Suite aux 14 propositions formulées par la plateforme et destinées à accroitre les performances du tri et de la collecte, le ministère de la Transition écologique semble sortir des scénarii du « avec » ou « sans » consigne, ainsi que celui portant sur la consigne pour réemploi. Le ministère propose ainsi d’élargir le débat aux enjeux plus globaux des emballages et de faire un lien avec la révision à venir du cahier des charges des éco-organismes en charge des déchets des emballages. Le ministre de la Transition écologique a annoncé qu’il recevra les associations de collectivités le 16 mai, l’occasion d’un « point d’étape sur les concertations en cours ».
Le 12 mai se tient la concertation régionale francilienne sur la mise en place d’une consigne pour recyclage des bouteilles en plastique. Toutes les régions devront d’ici à la fin juin avoir tenu de semblables réunions rassemblant associations de collectivités, metteur en marchés, recycleurs et associations, afin que le Gouvernement soit en mesure d’arrêter ses positions sur la question.
Des signes positifs au niveau européen
La représentation française auprès de la Commission Européenne semble désormais partager les réticences exprimées par la Plateforme et a fait savoir qu’elle ne souhaitait pas que la Commission impose une obligation de moyen pour améliorer les performances de collecte alors que traditionnellement l’UE impose des objectifs en laissant aux Etats-Membres le soin de choisir les moyens pour les atteindre.
Le Syctom est très actif à Bruxelles à ce sujet. Depuis janvier, il a alerté la Commission sur les effets pervers que l’instauration de ce dispositif fera supporter à la fois aux consommateur (renchérissement du prix de la bouteille sans possibilité assurée d’accéder à la déconsignation) et à l’environnement (+ 30% de hausse de consommation de boissons vendues en bouteille plastique depuis l’instauration de la consigne en Allemagne- source : Agence allemande de l’environnement).
Frédérique Ries (Rapporteure de Renew / Belgique) a repris une partie des amendements proposés par le Syctom concernant l’article 44 du projet de règlement. Son Rapport offre aux Etats la possibilité de ne pas mettre en place de dispositif de consigne dans le cas où ces derniers atteindraient 85 % de collecte (et non 90% comme prévu initialement par la Commission). Elle offre ainsi la possibilité à ces états de demander l’exemption de la mise en place de la consigne « recyclage » sous réserve d’assortir leur demande d’un plan d’action soumis à la commission.
Le principe d’une consigne pour recyclage : une fausse bonne idée
Si la captation des flux sur l’espace publique doit être réinterrogée, le principe d’une consigne pour recyclage est une fausse bonne idée d’un point de vue écologique, économique et sociétal.

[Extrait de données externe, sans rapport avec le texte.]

PR #9191, opened 2022-01-12
fix: Render dimensions when digits are present

jacobherrington:
JIRA Card: https://artsyproduct.atlassian.net/browse/GRO-710

In cases where a dimension field contains no digits ([production example](https://www.artsy.net/artwork/larva-labs-sealed-cryptopunk-number-934)), we shouldn't be rendering blank dimensions.

<details>
<summary>Broken Example - Before (local)</summary>

</details>
<details>
<summary>Broken Example - After (local)</summary>

</details>
<details>
<summary>Artwork with Dimensions and Editions - After (local)</summary>
image

</details>

### DIFF
--- a/src/v2/Apps/Artwork/Components/ArtworkSidebar/ArtworkSidebarSizeInfo.tsx
+++ b/src/v2/Apps/Artwork/Components/ArtworkSidebar/ArtworkSidebarSizeInfo.tsx
@@ -1,5 +1,5 @@
 import { Box, Text } from "@artsy/palette"
-import { Component } from "react";
+import { Component } from "react"
 import { createFragmentContainer, graphql } from "react-relay"
 
 import { ArtworkSidebarSizeInfo_piece } from "v2/__generated__/ArtworkSidebarSizeInfo_piece.graphql"
@@ -11,16 +11,22 @@ export interface ArtworkSidebarSizeInfoProps {
 export class ArtworkSidebarSizeInfo extends Component<
   ArtworkSidebarSizeInfoProps
 > {
+  sizeInfoMissing = (dimensions, edition_of) => {
+    const dimensionsPresent =
+      /\d/.test(dimensions?.in) || /\d/.test(dimensions?.cm)
+
+    return !edition_of?.length && !dimensionsPresent
+  }
+
   render() {
     const {
       piece: { dimensions, edition_of },
     } = this.props
-    if (
-      !(edition_of && edition_of.length) &&
-      !(dimensions && (dimensions.in || dimensions.cm))
-    ) {
+
+    if (this.sizeInfoMissing(dimensions, edition_of)) {
       return null
     }
+
     return (
       <Box color="black60">
         {dimensions?.in && <Text variant="md">{dimensions.in}</Text>}
--- a/src/v2/Apps/Artwork/Components/ArtworkSidebar/__tests__/ArtworkSidebarMetadata.jest.tsx
+++ b/src/v2/Apps/Artwork/Components/ArtworkSidebar/__tests__/ArtworkSidebarMetadata.jest.tsx
@@ -6,6 +6,7 @@ import {
   FilledOutMetadataMultipleEditionSets,
   FilledOutMetadataNoEditions,
   FilledOutMetadataOneEditionSet,
+  FilledOutMetadataNoSizeInfo,
   MetadataForAuctionWork,
 } from "../../../../__tests__/Fixtures/Artwork/ArtworkSidebar/ArtworkSidebarMetadata"
 import { ArtworkSidebarClassification } from "../../ArtworkSidebar/ArtworkSidebarClassification"
@@ -55,7 +56,7 @@ describe("ArtworkSidebarMetadata", () => {
       )
     })
 
-    it("displays dimentions", () => {
+    it("displays dimensions", () => {
       // @ts-expect-error PLEASE_FIX_ME_STRICT_NULL_CHECK_MIGRATION
       const html = wrapper.html()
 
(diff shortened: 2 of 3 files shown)


src/v2/Apps/Artwork/Components/ArtworkSidebar/ArtworkSidebarSizeInfo.tsx
```diff
@@ -17,7 +17,10 @@ export class ArtworkSidebarSizeInfo extends Component<
     } = this.props
     if (
       !(edition_of && edition_of.length) &&
-      !(dimensions && (dimensions.in || dimensions.cm))
+      !(
+        dimensions &&
+        (dimensions?.in?.match(/\d/) || dimensions?.cm?.match(/\d/))
```
dzucconi, line 22: What's the value here that's manifesting the behavior we're seeing?

dzucconi: Also I wouldn't be too sure that we shouldn't display non digit string values. If these are strings there's probably a pretty reasonable reason for that. Though, I can't think of one — I feel like @anandaroop would know if there's something weird we put in here that is none-the-less valid?

damassi:
Can we add a link to the JIRA ticket as well as a screenshot to the description field?

src/v2/Apps/Artwork/Components/ArtworkSidebar/ArtworkSidebarSizeInfo.tsx
damassi: FWIW https://github.com/artsy/gravity/blob/main/app/models/util/dimensions.rb

anandaroop: CMS does currently enforce numeric-only input through validations like [these](https://github.com/artsy/volt/blob/9b6cbbde427d9ce712edc9a17fda340bc43a392a/app/javascript/apps/ArtworkForm/validation/width.ts)

But I'm pretty certain this was not always the case, and that we could very well have some non-numeric chars in older artworks.

(Also `\d` might be too strict, we'd need `\.` too at least, even in the most optimistic case)

anandaroop: Sure enough…

```
pp Artwork.find('4d8b92fc4eb68a1b2c000b3c').attributes.slice(:_id, :width, :height, :depth, :diameter, :created_at, :published)

{"_id"=>BSON::ObjectId('4d8b92fc4eb68a1b2c000b3c'),
 "width"=>"22 1/4",
 "height"=>"20 1/2",
 "depth"=>"",
 "created_at"=>2010-12-20 19:48:55 UTC,
 "published"=>true}
```

Not sure if we have anything more exotic than virgules though.

jacobherrington: Not sure I even meant to PR this - lol

I updated this with a more forgiving rule: the dimensions should include a digit somewhere.

dzucconi: 👍 could we add a spec too?

src/v2/Apps/Artwork/Components/ArtworkSidebar/ArtworkSidebarSizeInfo.tsx
```diff
@@ -11,16 +11,22 @@ export interface ArtworkSidebarSizeInfoProps {
 export class ArtworkSidebarSizeInfo extends Component<
   ArtworkSidebarSizeInfoProps
 > {
+  sizeInfoMissing = (dimensions, edition_of) => {
+    const dimensionsPresent =
+      /\d/.test(dimensions?.in) || /\d/.test(dimensions?.cm)
+
+    return !(edition_of && edition_of.length) && !dimensionsPresent
```
damassi, line 18: Note you can use the existential operator to slightly simplify:

```ts
return !edition_of?.length && !dimensionsPresent
```

damassi (approved):
LGTM 👍

src/v2/Apps/Artwork/Components/ArtworkSidebar/ArtworkSidebarSizeInfo.tsx
jacobherrington: Ooh, good call.

Pushed!

src/v2/Apps/Artwork/Components/ArtworkSidebar/ArtworkSidebarSizeInfo.tsx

- Ecologique parce que c’est réhabiliter le plastique alors qu’il faudrait tout faire pour le réduire et l’éliminer, en faisant, par exemple, la promotion de l’eau du robinet plutôt que de celle en bouteille. A ce titre, l’exemple allemand est parlant : la consigne pour recyclage a conduit à une augmentation de 30% de la production de plastique.
- Economique parce que cela instaurerait une double peine pour les consommateurs / contribuables : d’un côté, le prix d’achat des bouteilles en plastique augmenterait par la mise en place de la consigne et de l’autre, la perte des recettes du recyclage du plastique pour des syndicats publics de traitement comme le Syctom serait répercutée sur le budget des collectivités (et donc des ménages) alors que les syndicats de traitement ont conséquemment investis ces dernières années pour moderniser les centres de tri et les adapter aux nouveaux flux.
- Sociétal car depuis 1er janvier 2023 les règles de tri sont les mêmes sur tout le territoire français et les taux de recyclage plastique des ménages (la poubelle jaune) sont en hausse constante. Ce qui signifie que les règles de tri ont été comprises et assimilées et continuent de l’être. La mise en place de la consigne changerait à nouveau ces modalités. Il faudrait alors expliquer aux citoyennes et citoyens que ce qu’ils ont réussi à mettre en place ne serait plus valable… avec le risque de faire baisser la qualité du tri et les taux de recyclage.